Un consejo: antes de comenzar a leer pulsen el Play, y después sigan con la lectura.

Se llama Gemenoid-F, y es japonesa. ¿No les suena raro? ¿No ven nada extraño en ella? Si hace falta, vuélvanlo a ver. Pues les diré que se trata de un robot-actriz, el primero en el mundo que ha debutado en el teatro de Osaka, en Japón, con la obra “Savonara”.

Lo más importante para parecerse a un ser humano ya lo tiene: movimientos faciales, corporales, sonrisa, gestos y brillo en los ojos.

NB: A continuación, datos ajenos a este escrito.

PR #605, opened 2026-07-26
feat(config): Route browser traffic through a proxy

stickerdaniel:
There is no way to route the browser through a proxy. Users running the server on a VPS reach LinkedIn from an address that is obviously a data centre, and users whose compute sits in a different country than their account history sign in from the wrong place. The plumbing was already there: every launch ends at `launch_persistent_context`, which takes a `proxy` argument, and nothing was filling it.

`PROXY_SERVER` and `--proxy-server` take `scheme://host:port`, with the credentials in `PROXY_USERNAME` and `PROXY_PASSWORD`. There is no password flag: command-line arguments are readable by every other user on the machine. `PROXY_SERVER` does accept the combined `user:pass@host:port` form providers hand out, because the environment is not world-readable the way argv is; validation splits it apart. The same settings reach the login browser and the scraping browser, since a session created from one address and used from another is what trips a LinkedIn checkpoint.

Validation catches at configuration time what would otherwise surface as an unexplained failure much later. Chromium cannot authenticate to a SOCKS proxy at all — Patchright throws for it — so that combination is refused with an explanation. Credentials percent-encoded into the host (`user%3Apass%40host`) are refused too: `urlsplit` reads that as a plain hostname, so it would neither be split out nor kept from the logs, and Patchright resolves it to a nonsense host.

The larger half of the diff is making a proxy fault report itself as one. A dead proxy does not fail at launch; Chromium starts and the first navigation fails, which the auth checks read as a dead session. That raised an `AuthenticationError`, whose recovery moves the stored profile aside and starts a login through the same broken proxy — so a misconfigured proxy destroyed a working session. Wrong credentials are the sharp case: they produce no proxy error code at all, because Chromium retries the challenge until the navigation times out. Measured against a local authenticating relay. So with a proxy configured, a navigation that fails outright is now reported as a proxy fault, and only a recognised auth barrier — which requires a page to have loaded — may still conclude the session is invalid. Auto-import is skipped while a proxy is set, since a session taken from a local browser was created on the real address.

Credentials must not survive in a log. The password and the username are both kept out of the config repr that runs at DEBUG level, and out of the traces and logs on every failure path. The username counts because residential providers encode the account and zone in it. That took four boundaries: the feed check, the extractor's traces, its navigation-failure log, and the exception itself — everything downstream logs that, ending with FastMCP's own `logger.exception`, which writes the traceback before masking the client reply.

The docs say plainly that most people should not use this. LinkedIn advises against proxies and scores the addresses a session signs in from, so for a server running at home a proxy raises the risk it appears to lower. Where it genuinely helps, a WireGuard or Tailscale exit node on the user's own network beats a paid provider.

Verified with 1133 tests, and end to end against a local authenticating relay: Chromium loads through the proxy including the 407 handshake, an unreachable proxy reports the proxy rather than the session, and no credential reaches a log or `trace.jsonl`. Every guard is mutation-tested — reverting it makes a specific test fail.

## Synthetic prompt

> Add proxy support for the browser this server drives, configured through `PROXY_SERVER`/`--proxy-server` plus credentials, applied identically to the login and scraping paths. Validate at configuration time what Chromium cannot do, keep the credentials out of every log and trace, and make sure a proxy failure is never mistaken for an expired session — the recovery for that discards a working profile. Document honestly when a proxy is a bad idea.


stickerdaniel:
* **#605** <a href="https://app.graphite.com/github/pr/stickerdaniel/linkedin-mcp-server/605?utm_source=stack-comment-icon" target="_blank">Graphite</a> 👈 <a href="https://app.graphite.com/github/pr/stickerdaniel/linkedin-mcp-server/605?utm_source=stack-comment-view-in-graphite" target="_blank">(View in Graphite)</a>
* `main`


<h2></h2>

stickerdaniel:
@greptileai review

La voz, en cambio, será reproducida por una actriz profesional, al igual que otra persona manejará sus movimientos detrás del escenario como si de una marioneta se tratase.

Pero todo esto ha sido obra del profesor Hiroshi Ishiguro, quien ha ideado este tipo de robots llamados “Actroid”. En un primer momento se crearon con la idea de utilizarlos para acompañar y divertir a los enfermos en los hospitales. Pero en 2008 el profesor llevó esta iniciativa al teatro en el marco del “Proyecto del teatro robótico”, cuyo fin es reunir a la ciencia con el arte, así como difuminar las fronteras entre hombres y robots.

El investigador intenta mostrar esta posible comunicación entre humanos y androides dado que “en Japón los asistentes robóticos van convirtiéndose en una cosa cada vez más común”. Pero como las opiniones son libres, hay quien dice que sus expresiones no se asemejan nada a las del ser humano. Si alguna duda les queda, vuelvan a dar al play.

Es cierto que poco a poco la tecnología avanza cada vez más rápido, ya son muchos los robots creados hasta ahora, cada uno con unas funciones concretas, como profesores de música que entonan notas, otros que hacen la compra e incluso los hay que saben comer.

 ¿Debe ser esto motivo de preocupación? ¿Tendrá límites la tecnología? Si no es así, ¿Seremos menos útiles que estos aparatos en un futuro?   Ahí les dejo planteada la cuestión.